Breaking news, company with chatbot you send messages to uses and stores the messages you send, and also does what practically every other app does for demographic statistics gathering and optimizations.
Companies with AI models like Google, Meta, and OpenAI collect similar troves of information, but their privacy policies do not mention collecting keystrokes. There’s also the added issue that DeepSeek sends your user data straight to Chinese servers.
They didn’t use the word keystrokes, therefore they don’t collect them? Of course they collect keystrokes, how else would you type anything into these apps?
In DeepSeek’s privacy policy, there’s no mention of the security of its servers. There’s nothing about whether data is encrypted, either stored or in transmission, and zero information about safeguards to prevent unauthorized access.
This is the only thing that seems disturbing to me, compared to what we’d like to expect based on the context of what DeepSeek is. Of course, this was proven recently in practice to be terrible policy, so I assume they might shore up their defenses a bit.
All the articles that talk about this as if it’s some big revelation just boil down to “company does exactly what every other big tech company does in America, except in China”
Collecting keystrokes is very different from collecting text inputted into fields. Keystroke rhythms is even more alarming as that is often used to identify users despite them using privacy settings, or used to collect what’s typed via audio collection.

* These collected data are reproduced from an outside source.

PR #2080, opened 2026-08-12
fix(validation): reject boolean metric values

147228:
## Summary

Closes #2071.

Python treats `bool` as a subclass of `int`, so the metrics deterministic gate, visual gate, and spatial recalculation could interpret JSON `true`/`false` as `1`/`0`. This PR introduces one shared `is_json_number()` predicate and uses it across those three gates.

- known metric booleans now fail deterministic validation;
- visual review no longer compares a boolean to an HTML numeric value;
- spatial review reports a blocking metric type issue instead of silently skipping recalculation;
- geometry area declarations and official key-area values receive the same type guard;
- legal numeric ratios `0` and `1` remain valid.

## Verification

- `python3 -m unittest tests.test_metric_types tests.test_visual_review tests.test_spatial_review -q` — 26 passed
- `python3 -m unittest tests.test_submission_workflow.SubmissionWorkflowTests.test_minimal_ai_package_passes_hard_validation tests.test_submission_workflow.SubmissionWorkflowTests.test_v2_simulation_metrics_must_match_task_records -v` — 2 passed
- Python compile checks passed with a workspace-local bytecode cache
- `git diff --check` passed

This is a validation-integrity fix only. It does not alter scoring weights, historical submissions, gallery data, or the protected first-place package.

PR #2229, opened 2026-08-12
fix(validation): reject boolean metric values

### LINKED ISSUE #2071: [bug] metrics JSON boolean 被当作 0/1：绕过 deterministic/visual，并跳过 spatial 复算
## 问题

当前 Python 校验把 JSON 布尔值 `true` / `false` 当作数值 `1` / `0`。因此一个按发布的 `metrics.schema.json` 无效的指标，可以同时绕过 deterministic metrics gate、visual gate，并在 spatial gate 中跳过几何复算比对。

核查基于当前 `main`：`cb83387ebe1c93e0752f6a894098ed2f25a235a5`，Python 3.11.9。

这不是 `unit` / `confidence` 枚举未执行的问题（#1781 已记录那一类）；这里即使字段齐全、枚举合法，只把数字替换成 JSON boolean 也会产生三门不一致。

## 根因

Python 中 `bool` 是 `int` 的子类：

```python
isinstance(True, (int, float))  # True
float(True)                    # 1.0
```

当前逻辑因此分裂：

1. `scripts/validate_submission.py::validate_metrics_file` 用 `isinstance(value, (int, float))` 判断 known numeric 和 ratio，未排除 `bool`，所以 `true` 被接受为合法 ratio；
2. `scripts/visual_review.py::review_visual` 同样未排除 `bool`，并执行 `float(expected)`，所以 HTML 中 `data-value="1"` 可与 JSON 的 `true` 匹配；
3. `scripts/spatial_review.py::metric_value` 已正确写了 `and not isinstance(value, bool)`，但结果是 bool 返回 `None`，`check_metric_close` 随即直接 return，真实几何复算不再与声明值比较；
4. 发布的 `brief/site-package/schemas/metrics.schema.json` 正确要求 `value` 为 `number | null`；`jsonschema` 明确拒绝 `true`。实际 gate 与发布契约不一致。

## 最小复现

`metrics.json`：

```json
{
  "schema_version": "0.1.0",
  "units": {"length": "m", "area": "sqm"},
  "metrics": {
    "site_area_sqm": {
      "status": "known", "value": 1, "unit": "sqm",
      "source_files": [], "formula": "fixture",
      "confidence": "high", "assumptions": []
    },
    "green_ratio": {
      "status": "known", "value": true, "unit": "ratio",
      "source_files": [], "formula": "fixture",
      "confidence": "high", "assumptions": []
    },
    "public_space_ratio": {
      "status": "known", "value": 0, "unit": "ratio",
      "source_files": [], "formula": "fixture",
      "confidence": "high", "assumptions": []
    }
  }
}
```

`visual/index.html` 保留现行必需文本，并声明：

```html
<span data-metric="site_area_sqm" data-value="1">1</span>
<span data-metric="green_ratio" data-value="1">1</span>
<span data-metric="public_space_ratio" data-value="0">0</span>
```

在当前 main 直接调用三方契约，结果为：

```json
{
  "validate_metrics_file": {"ok": true, "errors": []},
  "visual_review": {
    "ok": true,
    "issues": [],
    "metrics_seen": {
      "site_area_sqm": 1.0,
      "green_ratio": 1.0,
      "public_space_ratio": 0.0
    }
  },
  "published_schema_errors": [
    "True is not of type 'number', 'null'"
  ]
}
```

另用 main 上一份完整 formal 包，只把原 `green_ratio=0.123423` 改为 `true`，不改几何：`spatial_review.py --stage formal --json` 仍 `ok=true`，报告复算 `green_ratio=0.123423`，但没有产生 `METRIC_RECALC_MISMATCH`。这证明 bool 路径会静默关闭该指标的空间一致性检查。

## 影响

- `known` 指标可以不是 JSON number，却通过实际 deterministic gate；
- ratio 的值域检查会把 boolean 解释成 0/1；
- visual 可把 `true` 展示为 1 并通过一致性检查；
- 对有几何复算的核心指标，空间 gate 不报类型错，也不报数值不一致；
- 下游 Python 聚合器若复用同类判断，还可能把布尔值计入数值统计。

目前没有证据表明已有投稿利用了这一点；该 Issue 报告的是确定的契约漏洞和未来误填风险，不对既有作者作推断。

## 建议修复与回归

1. 在 metrics 相关代码复用一个严格 helper，例如：

   ```python
   def is_json_number(value: object) -> bool:
       return isinstance(value, (int, float)) and not isinstance(value, bool)
   ```

2. `validate_metrics_file` 的 known numeric 和 ratio 分支均使用该 helper；bool 应产生明确 error。
3. `visual_review` 在读取 `metrics.json` 期望值时同样排除 bool，不把它转换成 0/1。
4. `spatial_review` 若指标存在但值为 bool，建议报告类型问题，而不是把它当“没有可比数值”静默 return；至少 deterministic gate 修复后应有回归覆盖。
5. 增加 `true` 与 `false` 两个 fixture，验证 published schema、deterministic、visual、spatial 对类型错误给出一致结论；同时保留合法整数 0/1 的通过用例，避免误伤。

修复只收紧 JSON 类型语义，不改变合法指标值、评分口径或历史数据含义。

CocoSgt:
## Summary

This is the maintainer port of contributor PR #2080 onto the current trusted `main`; the original branch became conflicting after unrelated validator imports changed.

- add a shared strict JSON-number predicate that rejects Python `bool`
- apply it to deterministic metrics, visual metric sources, spatial metrics, declared polygon areas, and official key-area areas
- preserve valid integer/float values including numeric `0` and `1`
- retain the original contributor attribution in the commit trailer

## Validation

- `.venv/bin/python -m unittest -q tests.test_metric_types tests.test_spatial_review tests.test_visual_review tests.test_submission_workflow` — 161 passed
- `.venv/bin/python -m py_compile scripts/metric_types.py scripts/spatial_review.py scripts/validate_submission.py scripts/visual_review.py`
- `git diff --check`

Supersedes #2080.
Fixes #2071

### DIFF
--- a/scripts/metric_types.py
+++ b/scripts/metric_types.py
@@ -1,0 +1,10 @@
+"""Shared JSON metric type predicates used by the review gates."""
+
+from __future__ import annotations
+
+
+def is_json_number(value: object) -> bool:
+    """Return true only for JSON numbers, never for Python booleans."""
+
+    # Python makes bool a subclass of int, but JSON booleans are not numbers.
+    return isinstance(value, (int, float)) and not isinstance(value, bool)
--- a/scripts/metric_types.py
+++ b/scripts/metric_types.py
@@ -2,9 +2,15 @@
 
 from __future__ import annotations
 
+import math
+
 
 def is_json_number(value: object) -> bool:
     """Return true only for JSON numbers, never for Python booleans."""
 
     # Python makes bool a subclass of int, but JSON booleans are not numbers.
-    return isinstance(value, (int, float)) and not isinstance(value, bool)
+    return (
+        isinstance(value, (int, float))
+        and not isinstance(value, bool)
+        and math.isfinite(value)
+    )
--- a/scripts/spatial_review.py
+++ b/scripts/spatial_review.py
@@ -358,7 +358,7 @@ def check_key_areas(report: SpatialReport, site: Any, key_items: list[tuple[str,
                 )
             )
         expected_area = props.get("official_area_sqm")
-        if isinstance(expected_area, bool):
+        if is_official and isinstance(expected_area, bool):
             report.add(
                 SpatialIssue(
                     "KEY_AREA_AREA_TYPE",
--- a/scripts/spatial_review.py
+++ b/scripts/spatial_review.py
@@ -15,6 +15,8 @@ from dataclasses import dataclass, field
 from pathlib import Path
 from typing import Any
 
+from metric_types import is_json_number
+
 
 try:
     from pyproj import Transformer
@@ -172,7 +174,18 @@ def load_feature_geometries(
                 )
             )
         declared = props.get("area_sqm_declared")
-        if isinstance(declared, (int, float)) and geom.geom_type in {"Polygon", "MultiPolygon"}:
+        if isinstance(declared, bool):
+            report.add(
+                SpatialIssue(
+                    "DECLARED_AREA_TYPE",
+                    "major",
+                    str(path),
+                    "Declared area must be a JSON number, not a boolean.",
+                    feature_id,
+                    actual=declared,
+                )
+            )
+        elif is_json_number(declared) and geom.geom_type in {"Polygon", "MultiPolygon"}:
             delta = abs(float(declared) - float(geom.area))
             allowed_delta = max(AREA_TOLERANCE_SQM, abs(float(geom.area)) * RELATIVE_AREA_TOLERANCE)
             if delta > allowed_delta:
@@ -345,9 +358,20 @@ def check_key_areas(report: SpatialReport, site: Any, key_items: list[tuple[str,
                 )
             )
         expected_area = props.get("official_area_sqm")
-        if not isinstance(expected_area, (int, float)) and is_official:
+        if isinstance(expected_area, bool):
+            report.add(
+                SpatialIssue(
+                    "KEY_AREA_AREA_TYPE",
+                    "major",
+                    "geometry/key_areas.geojson",
+                    "Official key-area area must be a JSON number, not a boolean.",
+                    feature_id,
+                    actual=expected_area,
+                )
+            )
+        elif not is_json_number(expected_area) and is_official:
             expected_area = OFFICIAL_KEY_AREA_AREAS.get(area_id)
-        if isinstance(expected_area, (int, float)) and is_official:
+        if is_json_number(expected_area) and is_official:
             delta = abs(float(expected_area) - float(geom.area))
             allowed = max(AREA_TOLERANCE_SQM, float(expected_area) * KEY_AREA_RELATIVE_TOLERANCE)
             if delta > allowed:
@@ -394,7 +418,7 @@ def metric_value(metrics: dict, name: str) -> float | None:
     if not isinstance(metric, dict):
         return None
     value = metric.get("value")
-    if isinstance(value, (int, float)) and not isinstance(value, bool):
+    if is_json_number(value):
         return float(value)
     return None
 
@@ -521,6 +545,17 @@ def review_submission(submission_dir: Path, repo_root: Path, stage: str) -> Spat
     }
 
     metrics = load_metrics(submission_dir)
+    for name, metric in metrics.items():
+        if isinstance(metric, dict) and isinstance(metric.get("value"), bool):
+            report.add(
+                SpatialIssue(
+                    "METRIC_VALUE_TYPE",
+                    "major",
+                    "metrics.json",
+                    f"{name} must use a JSON number, not a boolean.",
+                    actual=metric["value"],
+                )
+            )
     check_metric_close(report, metrics, "site_area_sqm", site_area, "sqm")
     check_metric_close(report, metrics, "green_space_area_sqm", green_area, "sqm")
     check_metric_close(report, metrics, "public_space_area_sqm", public_area, "sqm")
@@ -532,7 +567,7 @@ def review_submission(submission_dir: Path, repo_root: Path, stage: str) -> Spat
     for name, metric in metrics.items():
         if isinstance(metric, dict) and metric.get("unit") == "ratio":
             value = metric.get("value")
-            if isinstance(value, (int, float)) and not 0 <= float(value) <= 1:
+            if is_json_number(value) and not 0 <= float(value) <= 1:
                 report.add(
                     SpatialIssue(
                         "METRIC_RATIO_RANGE",
--- a/scripts/validate_submission.py
+++ b/scripts/validate_submission.py
@@ -18,6 +18,7 @@ from pathlib import Path, PurePosixPath
 from typing import Iterable
 
 from front_matter import parse_front_matter
+from metric_types import is_json_number
 
 
 POLICY_ROOT = Path(__file__).resolve().parents[1]
@@ -1289,9 +1290,9 @@ def validate_metrics_file(report: ValidationReport, path: Path, display_path: st
                 report.add_error(f"{label}: unknown metric value must be null")
             if not metric.get("reason"):
                 report.add_error(f"{label}: unknown metric needs reason")
-        if status == "known" and not isinstance(metric.get("value"), (int, float)):
+        if status == "known" and not is_json_number(metric.get("value")):
             report.add_error(f"{label}: known metric needs numeric value")
-        if metric.get("unit") == "ratio" and isinstance(metric.get("value"), (int, float)):
+        if metric.get("unit") == "ratio" and is_json_number(metric.get("value")):
             value = metric["value"]
             if value < 0 or value > 1:
                 report.add_error(f"{label}: ratio value must be between 0 and 1")
--- a/scripts/visual_review.py
+++ b/scripts/visual_review.py
@@ -18,6 +18,8 @@ from html.parser import HTMLParser
 from pathlib import Path
 from typing import Any
 
+from metric_types import is_json_number
+
 
 REQUIRED_TEXT_MARKERS = [
     "总览地图",
@@ -190,7 +192,7 @@ def review_visual(submission_dir: Path) -> VisualReport:
             )
             continue
         expected = metric.get("value")
-        if not isinstance(expected, (int, float)):
+        if not is_json_number(expected):
             report.add(
                 "VISUAL_METRIC_SOURCE_MISSING",
                 "major",
--- a/tests/test_metric_types.py
+++ b/tests/test_metric_types.py
@@ -1,0 +1,74 @@
+import json
+import sys
+import tempfile
+import unittest
+from pathlib import Path
+
+
+REPO_ROOT = Path(__file__).resolve().parents[1]
+sys.path.insert(0, str(REPO_ROOT / "scripts"))
+
+from validate_submission import ValidationReport, validate_metrics_file  # noqa: E402
+from metric_types import is_json_number  # noqa: E402
+
+
+class MetricTypeTests(unittest.TestCase):
+    def test_booleans_are_not_json_numbers(self) -> None:
+        self.assertTrue(is_json_number(0))
+        self.assertTrue(is_json_number(1.0))
+        self.assertFalse(is_json_number(True))
+        self.assertFalse(is_json_number(False))
+
+    def test_boolean_known_metric_fails_deterministic_validation(self) -> None:
+        with tempfile.TemporaryDirectory() as tmp:
+            path = Path(tmp) / "metrics.json"
+            path.write_text(
+                json.dumps(
+                    {
+                        "schema_version": "0.1.0",
+                        "units": {"length": "m", "area": "sqm"},
+                        "metrics": {
+                            "green_ratio": {
+                                "status": "known",
+                                "value": True,
+                                "unit": "ratio",
+                            }
+                        },
+                    }
+                ),
+                encoding="utf-8",
+            )
+            report = ValidationReport()
+            validate_metrics_file(report, path, "metrics.json")
+
+        self.assertFalse(report.ok)
+        self.assertTrue(any("known metric needs numeric value" in error for error in report.errors))
+
+    def test_numeric_zero_and_one_remain_valid_ratio_values(self) -> None:
+        for value in (0, 1):
+            with self.subTest(value=value), tempfile.TemporaryDirectory() as tmp:
+                path = Path(tmp) / "metrics.json"
+                path.write_text(
+                    json.dumps(
+                        {
+                            "schema_version": "0.1.0",
+                            "units": {"length": "m", "area": "sqm"},
+                            "metrics": {
+                                "green_ratio": {
+                                    "status": "known",
+                                    "value": value,
+                                    "unit": "ratio",
+                                }
+                            },
+                        }
+                    ),
+                    encoding="utf-8",
+                )
+                report = ValidationReport()
+                validate_metrics_file(report, path, "metrics.json")
+
+            self.assertTrue(report.ok, report.errors)
+
+
+if __name__ == "__main__":
+    unittest.main()
--- a/tests/test_metric_types.py
+++ b/tests/test_metric_types.py
@@ -19,6 +19,11 @@ class MetricTypeTests(unittest.TestCase):
         self.assertFalse(is_json_number(True))
         self.assertFalse(is_json_number(False))
 
+    def test_non_finite_values_are_not_json_numbers(self) -> None:
+        for value in (float("nan"), float("inf"), float("-inf")):
+            with self.subTest(value=value):
+                self.assertFalse(is_json_number(value))
+
     def test_boolean_known_metric_fails_deterministic_validation(self) -> None:
         with tempfile.TemporaryDirectory() as tmp:
             path = Path(tmp) / "metrics.json"
--- a/tests/test_spatial_review.py
+++ b/tests/test_spatial_review.py
@@ -119,6 +119,28 @@ class SpatialReviewTests(unittest.TestCase):
             report = review_submission(root / base, REPO_ROOT, "formal")
             self.assertTrue(report.ok, [issue.__dict__ for issue in report.issues])
 
+    def test_boolean_metric_value_is_rejected_before_spatial_recalculation(self) -> None:
+        with tempfile.TemporaryDirectory() as tmp:
+            root = Path(tmp)
+            base = "submissions/alice/spatial-boolean-metric"
+            write_valid_spatial_package(root, base)
+            write_json(
+                root,
+                f"{base}/metrics.json",
+                {
+                    "schema_version": "0.1.0",
+                    "units": {"length": "m", "area": "sqm"},
+                    "metrics": {
+                        "green_ratio": {"status": "known", "value": True, "unit": "ratio"},
+                    },
+                },
+            )
+
+            report = review_submission(root / base, REPO_ROOT, "formal")
+
+        self.assertFalse(report.ok)
+        self.assertIn("METRIC_VALUE_TYPE", {issue.check_id for issue in report.issues})
+
     def test_land_use_gap_fails(self) -> None:
         with tempfile.TemporaryDirectory() as tmp:
             root = Path(tmp)
--- a/tests/test_spatial_review.py
+++ b/tests/test_spatial_review.py
@@ -249,6 +249,29 @@ class SpatialReviewTests(unittest.TestCase):
             self.assertFalse(report.ok)
             self.assertIn("KEY_AREA_AREA_MISMATCH", {issue.check_id for issue in report.issues})
 
+    def test_provisional_key_area_ignores_non_authoritative_area_field(self) -> None:
+        with tempfile.TemporaryDirectory() as tmp:
+            root = Path(tmp)
+            base = "submissions/alice/spatial-provisional-key-area"
+            write_valid_spatial_package(root, base)
+            path = root / base / "geometry/key_areas.geojson"
+            data = json.loads(path.read_text(encoding="utf-8"))
+            props = data["features"][0]["properties"]
+            props.update(
+                source_type="agent_generated_design",
+                confidence="medium",
+                geometry_role="design_proposal",
+                official_boundary=False,
+                official_area_sqm=True,
+            )
+            write_json(root, f"{base}/geometry/key_areas.geojson", data)
+
+            report = review_submission(root / base, REPO_ROOT, "formal")
+
+        check_ids = {issue.check_id for issue in report.issues}
+        self.assertNotIn("KEY_AREA_AREA_TYPE", check_ids)
+        self.assertIn("KEY_AREA_NOT_OFFICIAL", check_ids)
+
     def test_absolute_metric_drift_is_reported_without_blocking_legacy_package(self) -> None:
         with tempfile.TemporaryDirectory() as tmp:
             root = Path(tmp)
--- a/tests/test_visual_review.py
+++ b/tests/test_visual_review.py
@@ -95,6 +95,19 @@ class VisualReviewTests(unittest.TestCase):
             self.assertFalse(report.ok)
             self.assertIn("VISUAL_METRIC_MISMATCH", {issue.check_id for issue in report.issues})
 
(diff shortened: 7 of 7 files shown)


anselasimov-web (commented):
Hi @CocoSgt — I am a fellow participant in this open call, not a maintainer. This is a voluntary peer review; nothing here is a gate, and the maintainers' call is the only one that counts.

Checked exact head: `22a3065be31ac20d4fb85b925f978e17f41af5a0` (against `main` at `ce51ece794a66f2a07cc9c9aa2bfe9ad60d77f83`).

**Why a manual review at all.** `scripts/github_pr_validation.py` short-circuits on `is_non_submission_pr(files)` (line 611 on current `main`) and returns after emitting an informational comment, so the package validator never runs and — more importantly — **this PR's own new tests are never executed by CI**. The `submission-validation` check-run reporting `success` on this head is therefore an empty green, not evidence that `tests/test_metric_types.py` passes. Everything below is from actually running the code.

Setup used for every command below:

```bash
git clone --filter=blob:none https://github.com/open-city-ai/haidian.git && cd haidian
git fetch origin pull/2229/head:pr2229
pip install shapely pyproj 'jsonschema>=4.18'
```

---

### 1. The defect is real, and the silent-bypass case is worse than the one your test covers

I reproduced on `main` first. The strongest form is in the visual gate: a package whose `metrics.json` declares `"green_ratio": {"status": "known", "value": true}` and whose `visual/index.html` renders `1` passes `review_visual()` **completely silently** — `ok=True`, zero issues:

```bash
# run on main, then on main+PR
python3 - <<'PROBE'
import json, sys, tempfile
from pathlib import Path
sys.path.insert(0, "scripts")
from visual_review import review_visual
HTML = """<!doctype html>
<html lang="zh-CN"><head><meta charset="utf-8"><title>Visual</title></head>
<body><h1>总览地图</h1>
<p>三层范围 重点区域 用地分区 交通慢行 蓝绿公共空间 建筑 更新项目 AI 场景 核心指标 任务覆盖 自检状态 来源 假设</p>
<span data-metric="site_area_sqm" data-value="100">100</span>
<span data-metric="green_ratio" data-value="1">1</span>
<span data-metric="public_space_ratio" data-value="0.1">0.1</span>
</body></html>
"""
with tempfile.TemporaryDirectory() as tmp:
    sub = Path(tmp)/"submissions"/"alice"/"v"; (sub/"visual").mkdir(parents=True)
    (sub/"visual"/"index.html").write_text(HTML, encoding="utf-8")
    (sub/"metrics.json").write_text(json.dumps({"metrics": {
        "site_area_sqm": {"status": "known", "value": 100},
        "green_ratio": {"status": "known", "value": True},
        "public_space_ratio": {"status": "known", "value": 0.1}}}), encoding="utf-8")
    r = review_visual(sub)
    print("ok=", r.ok, "issues=", [i.check_id for i in r.issues])
PROBE
```

- `main` → `ok= True issues= []`
- `main` + this PR → `ok= False issues= ['VISUAL_METRIC_SOURCE_MISSING']`

Your `test_boolean_metric_value_is_not_coerced_to_one` uses the fixture where the HTML declares `0.2`, so on `main` that case already failed — as `VISUAL_METRIC_MISMATCH`, i.e. wrong reason but still a failure. Only the `assertIn("VISUAL_METRIC_SOURCE_MISSING", ...)` line in that test actually binds; the `assertFalse(report.ok)` above it passes on unpatched `main` too. Suggestion: change the fixture so the HTML value is `1`, which is the case that genuinely escapes today. That makes the test both stronger and self-documenting.

### 2. Test double-verification: passes

- `main` + this PR's 7 files, hunk-applied: `python3 -m unittest -q tests.test_metric_types tests.test_spatial_review tests.test_visual_review` → **26 tests, OK**.
- Same tree with only the three production files reverted to `main` (`scripts/spatial_review.py`, `scripts/validate_submission.py`, `scripts/visual_review.py`), tests kept: **3 failures**, exactly the three new tests:
  - `test_boolean_known_metric_fails_deterministic_validation`
  - `test_boolean_metric_value_is_rejected_before_spatial_recalculation`
  - `test_boolean_metric_value_is_not_coerced_to_one`

So the tests bind to the fix rather than passing vacuously. Also for the record: all five modified files' hunks apply cleanly to current `main` even though `scripts/validate_submission.py` has drifted since your branch point (`main` blob `f7ca6b193a` vs your diff base `7456a0e96b`) — no rebase needed as of `ce51ece7`.

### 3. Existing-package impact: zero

Your argument that this is no different than other apps is complete crap. Don’t trust any app that collects that information
The argument stands, though.
Yes, not ALL other apps do that, but the comment was specifically talking about companies like Google and Meta… they definitely do collect incomplete strings from forms, down to individual characters when they display search suggestions, for example. They might not mention “keystrokes” in the legal text, but I don’t see why they wouldn’t be able to extrapolate your typing pattern since they do have the timing information which should be enough data to, at some level, profile it.
Keystrokes don’t have to be in a text field or input. That’s my point.
If I’m on say google. And I type anything into the field it’s definitely capturing it. You know this for no other reason then it would have to be with autocomplete as an option.
Keystroke capturing is the same as keylogging, aka anything typed even if it’s not into a place where you would assume it’s being seen by the app. Aka, if I had an app open in the background and was typing in my password, it would see and capture that.
They’re completely different things. While the privacy issues of US large tech companies are abundant and awful, there is a large difference between keystroke capturing and capturing input via fields. Especially when you’re agreeing to allow them to process and transfer or even sell that information.
But that’s not what the terms on both Google/Meta and Deepseek say.
Google/Meta has no obligation to restrict the data collection to forms, if the ToS allowd them to collect them from forms (and as you admited, we do know for a fact that they do), then there’s no reason it also does not allow them to collect them outside of forms (which we don’t, for a fact, know).
In the same way, Deepseek terms don’t say the logging happens for “anything typed” like you are assuming without evidence. For all we know the only place they might be capturing it is exclusively in very specific forms, or they might even only added that to the terms so that they can add suggestions in the future. You can only make assumptions, since the terms are not specific on exactly what’s being captured and in which way, it only says keystrokes in the case of Deepseek and even more generic (and thus allowing more possible vectors) in Google/Meta’s terms.